# Problems in France?



## trevd01 (Oct 26, 2007)

Nope, absolutely none.

Sometimes, reading this section of the Forum, I wonder whether there is a parallel universe France where people have horrible or inconvenient things happen to them?

We were in France for three weeks in September, we travelled from Zebrugge to the Mediterranean (Gruissan) and back up to Cherbourg.

None of the following happened to us:

1. Being gassed, or robbed, or both
2. Our van being broken into in a supermarket car park
3. Our credit card being refused in a self-service pump
4. Our credit card being refused in a toll booth
5. Being charged the wrong class for motorway tolls
6. Being charged any foreign transaction charges on our credit card
7. Finding no space in an Aire
8. Not getting in to any campsite we turned up to
9. Needing to book any campsites
10. Paying more than 15€ a night in a 4* campsite including hookup
11. Having more than one day of rain in three weeks
12. Paying more than £1.19/litre for fuel
13. Our Fiat Ducato van breaking down, or averaging less than 30mpg
14. Being refused for a top-up of our refillable gas tank...

...OK, we didn't actually need any gas.

We just had a brilliant holiday, brilliant weather , fabulous wine to taste, great meals, met loads of nice people to talk to in the evenings. 
2000 miles on quiet roads, less than 20€ on tolls. 
Mostly campsites were ACSI or Munis - average price around 11€ - eight different ones, plus four Aires, two of which were free, the other two 7€. 
Charges-free Santander Zero credit card worked absolutely everywhere.


----------



## Zebedee (Oct 3, 2007)

I should ask for your money back trevor . . . what a let down!! :roll: :lol: :lol: 

We had much better luck than you.

An ATM in Arromanches ate my credit card and I couldn't get it back.

A seriously unbalanced French hag of a woman came 100 yards across a field, which was an official parking ground, and screamed at us to move our van because it was spoiling her view.

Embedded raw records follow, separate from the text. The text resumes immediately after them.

PR #1772, opened 2018-07-11
[JENKINS-52494] Upgrade selenium container to pick up newer chrome, selenium

kshultzCB:
# Description

See [JENKINS-52494](https://issues.jenkins-ci.org/browse/JENKINS-52494). The idea here is to make a quick change to the Selenium container we use, which will being with it upgrades to Chrome, Chromedriver, and Selenium. This is probably better for test coverage anyway, but more to the point, I'd like to see if it helps with any of the flaky tests we've got.

I've seen this work in another ci setting, so I'm filing a temporary PR to watch it work on ci.blueocean.io.

# Submitter checklist
- [x] Appropriate unit or acceptance tests or explanation to why this change has no tests: Not applicable, as this is a test plumbing change

# Reviewer checklist
- [ ] Reviewed the code

### DIFF
--- a/acceptance-tests/runner/scripts/start-selenium.sh
+++ b/acceptance-tests/runner/scripts/start-selenium.sh
@@ -6,7 +6,7 @@ $SCRIPT_DIR/stop-selenium.sh
 echo ""
 echo " Starting Selenium Docker container..."
 echo ""
-docker run -d --name blueo-selenium -p 15900:5900 -p 7990:7990 -p 7999:7999 -p 4444:4444 -e no_proxy=localhost selenium/standalone-chrome-debug:3.6.0-bromine > /dev/null
+docker run -d --name blueo-selenium -p 15900:5900 -p 7990:7990 -p 7999:7999 -p 4444:4444 -e no_proxy=localhost selenium/standalone-chrome-debug:3.13.0-argon > /dev/null
 
 # Output the containers bridge network IP to file
 SELENIUM_IP=`docker inspect -f '{{ .NetworkSettings.IPAddress }}' blueo-selenium`


kshultzCB:
Well, the Bitbucket test passed just fine, but it already does that most of the time anyway. So that doesn't really tell us much. I've kicked off a second run.

[The failure shown in FavoritesCardTest](https://ci.blueocean.io/blue/organizations/jenkins/blueocean/detail/PR-1772/1/tests) looks a lot like [a previous run](https://ci.blueocean.io/blue/organizations/jenkins/blueocean/detail/PR-1771/1/tests), which didn't have my upgraded docker image in place. Seems possible that Chrome isn't getting shut down correctly - there are [others with the same problem](https://stackoverflow.com/questions/50642308/org-openqa-selenium-webdriverexception-unknown-error-devtoolsactiveport-file-d).

acceptance-tests/runner/scripts/start-selenium.sh
```diff
@@ -6,7 +6,7 @@ $SCRIPT_DIR/stop-selenium.sh
 echo ""
 echo " Starting Selenium Docker container..."
 echo ""
-docker run -d --name blueo-selenium -p 15900:5900 -p 7990:7990 -p 7999:7999 -p 4444:4444 -e no_proxy=localhost selenium/standalone-chrome-debug:3.6.0-bromine > /dev/null
+docker run -d --name blueo-selenium -p 15900:5900 -p 7990:7990 -p 7999:7999 -p 4444:4444 -e no_proxy=localhost selenium/standalone-chrome-debug:3.13.0-argon > /dev/null
```
sophistifunk: I remember back in the day, the first time I thought to name a bunch of products after the elements... I thought I was so clever and unique 😂

sophistifunk:
bless

michaelneale:
Kicked off build again - that failure looks not related.. amazing it got that far... and everything but one passing.

kshultzCB:
Yeah, that failure in the second run is one of those `StaleElementReferenceException` things. I've been seeing these occasionally. 

```
org.openqa.selenium.StaleElementReferenceException:
stale element reference: element is not attached to the page document
(Session info: chrome=67.0.3396.99)
(Driver info: chromedriver=2.40.565383 (76257d1ab79276b2d53ee976b2c3e3b9f335cde7),platform=Linux 4.4.0-1048-aws x86_64) (WARNING: The server did not provide any stacktrace information)
```

Are we doing anything like [what's described here](https://docs.seleniumhq.org/exceptions/stale_element_reference.jsp) in the UI code? Some of the stuff that article talks about includes:

- A JS library deleting an element and replacing it with another that has identical attributes
- An element changes, but still has the same locator (this one actually seems pretty plausible)
- Too-fast page refreshes or changes, the tests run too slowly to keep up(also seems plausible)

I'd actually like to start using [the `sseClientRule` stuff](https://github.com/jenkinsci/blueocean-plugin/blob/c2c513441b94219ea8495fda3d2a251417a4f4b2/acceptance-tests/src/main/java/io/blueocean/ath/sse/SSEClientRule.java) in more of the tests, [like Nicu just did](https://github.com/jenkinsci/blueocean-plugin/blob/391470898e1467377d67181e27f6c1c3d5ed39c9/acceptance-tests/src/test/java/io/blueocean/ath/offline/multibranch/RestartStageTest.java#L61) in his restartable stages PR. That seems like a pretty solid way of waiting for things to finish before letting the test proceed. But that's a different (and much more involved) thing.

sophistifunk:
> A JS library deleting an element and replacing it with another that has identical attributes

If React gets confused, or catches us messing with the DOM behind its back, quite likely.

> An element changes, but still has the same locator (this one actually seems pretty plausible)

What's a locator? But probably, changing elements as little as possible is what React is for.

> Too-fast page refreshes or changes, the tests run too slowly to keep up(also seems plausible)

Seems this has already given us grief at various times.

kshultzCB:
A locator is something that Selenium uses to find stuff on the page. For example:

- A cssSelector like is being used [here](https://github.com/jenkinsci/blueocean-plugin/blob/391470898e1467377d67181e27f6c1c3d5ed39c9/acceptance-tests/src/main/java/io/blueocean/ath/pages/blue/EditorPage.java#L48). 
- An xpath, like a `data-` tag, such as [this one](https://github.com/jenkinsci/blueocean-plugin/blob/391470898e1467377d67181e27f6c1c3d5ed39c9/acceptance-tests/src/main/java/io/blueocean/ath/pages/blue/EditorPage.java#L69)

There are others, but I think those are the most frequently used.

The run that @michaelneale kicked off passed, incidentally :) Still annoying that it didn't pass the first two times. But...

- The Bitbucket test hasn't flaked with the new docker image in place (yet?)
- Having a more up to date version of Chrome (and Selenium) in CI is probably a good idea anyway.

This PR might open the door to easier cross-browser testing, which is how I started down this road to begin with. I haven't spent a lot of time trying get it to work with Firefox, but [that docker image already exists](https://github.com/SeleniumHQ/docker-selenium/tree/3.13.0-argon/StandaloneFirefoxDebug). I bet it wouldn't be terrible to get it going.

michaelneale:
nice @kshultzCB  - FYI we used to use firefox until mid last year, cliff converted to chrome as it opened possibility for a few other things (I forget what specifically). 

That parallel one is known to be funky - would be nice to know why

kshultzCB:
Here's another thought. Do we need the VNC server that's built into this docker image?

It's cool if we do - personally, I don't ever use it, but I know not everyone is working on test code one at a time. But if nobody's using it, [we could use a different image instead](https://github.com/SeleniumHQ/docker-selenium/tree/3.13.0-argon/StandaloneChrome). Launching a VNC server probably isn't all that resource intensive, but if we're trying to make the tests better performing, every little bit helps.

NicuPascu:
I personally use VNC all the time while writing or modifying ath tests, it's the only way I know to see what the test is doing and "seeing".
Also, thanks for upgrading Chrome here.

michaelneale:
yeah I think VNC is used pretty often when people hack on tests, not sure how else you would do it (other than running it outside of the container, but that was always more trouble than it was worth in the past).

She was also terrified that we might look in at her window during the night . . . from 100 yards distant. (She was the spitting image of Nora Batty 8O )

Both of our new Fiamma levelling ramps broke on a soft sandy surface the first time we used them.

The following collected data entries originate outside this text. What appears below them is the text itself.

PR #1803, opened 2018-08-30
[JENKINS-53132] Bitbucket redux: moves sleep into saveBranch, more consistent logging

kshultzCB:
# Description

See [JENKINS-53132](https://issues.jenkins-ci.org/browse/JENKINS-53132).

This Bitbucket test has been failing somewhat randomly for a long time now, and really, only on ci.blueocean.io. It works all the time locally and on other CI infra. The first failure is always marked by Selenium not being able to find the `textarea` where one enters their commit message. That has placeholder text of "What Changed?" An example of such a failure can be seen in the below screenshot, on L10 of its log. It reads: 
```
no such element: Unable to locate element: {"method":"css selector","selector":"textarea[placeholder="What changed?"]"}
```

image

The test gets two more `Retry` chances to get it right, but those never work either. They fail for a different reason - there's an `unexpected alert open: {Alert text : }`. That's shown here, look at L3:

image

This isn't useful logging, but we'll handle that in a different PR on a different day. Or better still, this problematic test will start behaving correctly all the time and we won't need to. 

In any case, this PR actually removes what amounts to a 3 second `Thread.sleep` from the test itself, and instead puts it in the `EditorPage#saveBranch`, which is where it probably belonged anyway.

I'm marking this one DO-NOT-MERGE because I want to see this work a lot of times before we merge it. I also don't want to get anyone's hopes up just yet that this will fix the test.

# To run locally:
1. Go to your local repo, `cd acceptance-tests`, and issue `./run.sh --dev`
2. Once everything's up and going, from a different  terminal, `cd acceptance-tests`, and run `mvn test -Dtest=BitbucketServerTest`.
3. Watch the test pass. Which it already did locally anyway...

# Submitter checklist

# Reviewer checklist
- [ ] Reviewed the code

### DIFF
--- a/acceptance-tests/src/main/java/io/blueocean/ath/pages/blue/EditorPage.java
+++ b/acceptance-tests/src/main/java/io/blueocean/ath/pages/blue/EditorPage.java
@@ -121,7 +121,12 @@ public class EditorPage {
     public void saveBranch(String branch) {
         logger.info("saveBranch method called");
         wait.click(By.xpath("//*[text()='Save']"));
+        // In some CI infra, we're getting failures probably half the time. Let's
+        // sleep here as a safeguard.
+        wait.tinySleep(1000);
+        logger.info("wait.until the What Changed textarea appears");
         wait.until(ExpectedConditions.visibilityOfElementLocated(By.cssSelector("textarea[placeholder=\"What changed?\"]")));
+        logger.info("Entering commit message into What Changed textarea");
         wait.sendKeys(By.cssSelector("textarea[placeholder=\"What changed?\"]"), "ATH made changes and is saving");
         if(!Strings.isNullOrEmpty(branch)) {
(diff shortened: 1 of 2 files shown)


kshultzCB:
Three runs in a row where BitbucketServerTest didn't flake. Seems too good to be true.

kshultzCB:
Make that four successful runs in a row. (Disregard run number 2, that was another, different test that's been a little flaky lately).

image

If this keeps looking good, I'll remove the two labels and ask for a quick review. Maybe third time is the charm.

kshultzCB:
@NicuPascu , this is a tiny change I'm hoping will help the BitbucketServerTest stop flaking, or at least flake less often. Full explanation can be found up above. I've got six runs in CI without a failure in the topic test case. Seems okay to merge to master to me, but I'd love another set of eyes on it just in case. Thanks!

Mrs Zeb got trapped in the loo on one campsite. (Not permanently though, so does that count?)

Still not the perfect holiday by the exacting criteria demanded on this forum - but not too bad. :roll: 

Dave :lol: :lol:


----------



## Telbell (May 1, 2005)

> Charges-free Santander Zero credit card worked absolutely everywhere.


Just had our statement from Santander.....got the equivalent of 1.16 on purchases in France.....so you should be in for more good news soon:lol: :lol:


----------



## Wilmannie (Feb 7, 2010)

Hi trevd01, 
Great you had such a super holiday and hope that you have many, many more. 
We've had so very many trips like yours and have loved them and we'll keep going of course  ............but until you've been broken into and cleaned out in a supermarket carpark (in 10 minutes) you maybe can't quite appreciate how it feels!
Good luck 
Don't crow too loud!


----------



## greenasthegrass (Oct 27, 2007)

Quick turn around hurry back tout suite it's big pants here well it will be next week when the weather changes!

Greenie


----------



## trevd01 (Oct 26, 2007)

Wilmannie said:


> but until you've been broken into and cleaned out in a supermarket carpark (in 10 minutes) you maybe can't quite appreciate how it feels!

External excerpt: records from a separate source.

PR #1812, opened 2018-09-27
Remove unused zombie dependency

sophistifunk:
Remove unused zombie dependency that was breaking my build


sophistifunk:
Different failures every time, still trying to get a green build :(

kzantow:
@sophistifunk build is green -- Go, go, go!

That's the one that keeps me awake at night, I have to admit. As long as campervans have windows, you're always going to be vulnerable, no matter how good your locks are, someone can always get in by smashing a window.

Years ago I was taught by a police officer how to choose less vulnerable parking spaces in car parks, I do try and apply those lessons, but you don't always get the choice, particularly in a big van.


----------



## trevd01 (Oct 26, 2007)

greenasthegrass said:


> Quick turn around hurry back tout suite it's big pants here well it will be next week when the weather changes!
> 
> Greenie


Well the weather in Leeds today reminded me of being in France, I have to say - I really would have preferred to be in shorts and sandals rather than my suit, though!


----------



## Wilmannie (Feb 7, 2010)

Well Trevd01  !! 
Just keep parking in front of the main entrance like we did!


----------



## pneumatician (May 1, 2005)

Trevor,
We are sorry to hear you have been missing out on all of the excitement you are entitled to when travelling abroad.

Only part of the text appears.